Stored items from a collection
################

PR #954, opened 2024-08-19
Update/fix missing `system.dashboards` dashboard

SpencerTorres:
This dashboard was added in #923 but not added to the list in `plugin.json`, so it never appeared in the UI. I have fixed this and fetched the latest dashboards from the latest version of ClickHouse.

Changes:
- Fetched latest system dashboards from ClickHouse
- Added dashboard to `plugin.json` so that it appears in the UI
- Added newline to dashboard code gen
- Updated changelog


aangelisc (approved):
Thank you @SpencerTorres!

Issue #262, opened 2022-12-14
Allow empty Inputs for $__conditionalAll


fionera:
**Describe the bug**
As a user I would expect an empty Input field to be a selection for all

**Versions**
Grafana: v9.2.0
Plugin: v2.0.5

**Query**
-

**To Reproduce**
-

**Expected behavior**
Currently an empty Input triggers the $__conditionalAll and renders the Value

**Screenshots**
-

**Additional context**
-

fionera:
Additionally it seems that Variables inside the $__conditionalAll are not evaluated

fionera:
Ok the evaluation works but it needs parentheses around it

PR #960, opened 2024-08-23
Allow empty string values for `$__conditionAll` macro

### LINKED ISSUE #947: [Bug?] Macro $__conditionalAll sets `1=1` in empty variable values
**What happened**:
We have a Grafana selector that allows empty string values (''), which are valid in our context. However, when using the macro $__conditionAll, it is being replaced with 1=1, even though an empty string should be considered a valid selection.

For reference, the current documentation of the macro is as follows (README.md):

| Macro                                        | Description                                                                                                                                                                         | Output example                                                                                        |
|----------------------------------------------|-------------------------------------------------------------------------------------------------------------------------------------------------------------------------------------|-------------------------------------------------------------------------------------------------------|
| *$__conditionalAll(condition, $templateVar)* | Replaced by the first parameter when the template variable in the second parameter does not select every value. Replaced by the 1=1 when the template variable selects every value. | `condition` or `1=1`                                                                                  |

If the Grafana selector has an empty string value `''`, the macro `$__conditionAll` should not be replaced, as this value can be supported and is valid for applying the specific condition.

Code:
https://github.com/grafana/clickhouse-datasource/blob/e4fce05dd18cc64112202155aa230c7b5111b21a/src/data/CHDatasource.ts#L268

**Questions**: 

- Is there a specific reason why an empty string ('') is treated as all?

**Environment**:

- Grafana version: 11.1.3
- Plugin version: 4.0.8
- OS Grafana is installed on: - 
- User OS & Browser: -
- Others: -

SpencerTorres:
Fixes #947 but may also break #262.

It makes sense to allow empty strings for this macro, anyone who wishes to exclude the macro can use `$__all` in their query to get the `1=1` functionality.

Changes:
- Empty string will no longer replace the macro with `1=1`
- Changelog

### DIFF
--- a/CHANGELOG.md
+++ b/CHANGELOG.md
@@ -6,6 +6,7 @@
 
 - Added warning for when `uid` is missing in provisioned datasources.
 - Map filters in the query builder now correctly show the key instead of the column name
+- Allow empty string values for `$__conditionAll` macro (#947)
 
 ## 4.3.2
 
--- a/src/data/CHDatasource.ts
+++ b/src/data/CHDatasource.ts
@@ -265,7 +265,7 @@ export class Datasource
       if (templateVar) {
         const key = templateVars.find((x) => x.name === templateVar[0]) as any;
         let value = key?.current.value.toString();
-        if (value === '' || value === '$__all') {
+        if (value === '$__all') {
           phrase = '1=1';
         }
       }


aangelisc (commented):
This LGTM also, are we expecting that this will be a potential breaking change?

sbengo:
Hi @SpencerTorres , is there any chance the PR will be merged and available in the upcoming releases?

SpencerTorres:
@sbengo I agree we need to be careful with changing the behavior of this macro, I think we'll follow the suggestion of making a new one for the new behavior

################

* **TASK STATEMENT**
Every entry in the data should be returned exactly.

* **EXERCISE RESPONSE**
PR #954, opened 2024-08-19
Update/fix missing `system.dashboards` dashboard

SpencerTorres:
This dashboard was added in #923 but not added to the list in `plugin.json`, so it never appeared in the UI. I have fixed this and fetched the latest dashboards from the latest version of ClickHouse.

Changes:
- Fetched latest system dashboards from ClickHouse
- Added dashboard to `plugin.json` so that it appears in the UI
- Added newline to dashboard code gen
- Updated changelog


aangelisc (approved):
Thank you @SpencerTorres!

Issue #262, opened 2022-12-14
Allow empty Inputs for $__conditionalAll


fionera:
**Describe the bug**
As a user I would expect an empty Input field to be a selection for all

**Versions**
Grafana: v9.2.0
Plugin: v2.0.5

**Query**
-

**To Reproduce**
-

**Expected behavior**
Currently an empty Input triggers the $__conditionalAll and renders the Value

**Screenshots**
-

**Additional context**
-

fionera:
Additionally it seems that Variables inside the $__conditionalAll are not evaluated

fionera:
Ok the evaluation works but it needs parentheses around it

PR #960, opened 2024-08-23
Allow empty string values for `$__conditionAll` macro

### LINKED ISSUE #947: [Bug?] Macro $__conditionalAll sets `1=1` in empty variable values
**What happened**:
We have a Grafana selector that allows empty string values (''), which are valid in our context. However, when using the macro $__conditionAll, it is being replaced with 1=1, even though an empty string should be considered a valid selection.

For reference, the current documentation of the macro is as follows (README.md):

| Macro                                        | Description                                                                                                                                                                         | Output example                                                                                        |
|----------------------------------------------|-------------------------------------------------------------------------------------------------------------------------------------------------------------------------------------|-------------------------------------------------------------------------------------------------------|
| *$__conditionalAll(condition, $templateVar)* | Replaced by the first parameter when the template variable in the second parameter does not select every value. Replaced by the 1=1 when the template variable selects every value. | `condition` or `1=1`                                                                                  |

If the Grafana selector has an empty string value `''`, the macro `$__conditionAll` should not be replaced, as this value can be supported and is valid for applying the specific condition.

Code:
https://github.com/grafana/clickhouse-datasource/blob/e4fce05dd18cc64112202155aa230c7b5111b21a/src/data/CHDatasource.ts#L268

**Questions**: 

- Is there a specific reason why an empty string ('') is treated as all?

**Environment**:

- Grafana version: 11.1.3
- Plugin version: 4.0.8
- OS Grafana is installed on: - 
- User OS & Browser: -
- Others: -

SpencerTorres:
Fixes #947 but may also break #262.

It makes sense to allow empty strings for this macro, anyone who wishes to exclude the macro can use `$__all` in their query to get the `1=1` functionality.

Changes:
- Empty string will no longer replace the macro with `1=1`
- Changelog

### DIFF
--- a/CHANGELOG.md
+++ b/CHANGELOG.md
@@ -6,6 +6,7 @@
 
 - Added warning for when `uid` is missing in provisioned datasources.
 - Map filters in the query builder now correctly show the key instead of the column name
+- Allow empty string values for `$__conditionAll` macro (#947)
 
 ## 4.3.2
 
--- a/src/data/CHDatasource.ts
+++ b/src/data/CHDatasource.ts
@@ -265,7 +265,7 @@ export class Datasource
       if (templateVar) {
         const key = templateVars.find((x) => x.name === templateVar[0]) as any;
         let value = key?.current.value.toString();
-        if (value === '' || value === '$__all') {
+        if (value === '$__all') {
           phrase = '1=1';
         }
       }


aangelisc (commented):
This LGTM also, are we expecting that this will be a potential breaking change?

sbengo:
Hi @SpencerTorres , is there any chance the PR will be merged and available in the upcoming releases?

SpencerTorres:
@sbengo I agree we need to be careful with changing the behavior of this macro, I think we'll follow the suggestion of making a new one for the new behavior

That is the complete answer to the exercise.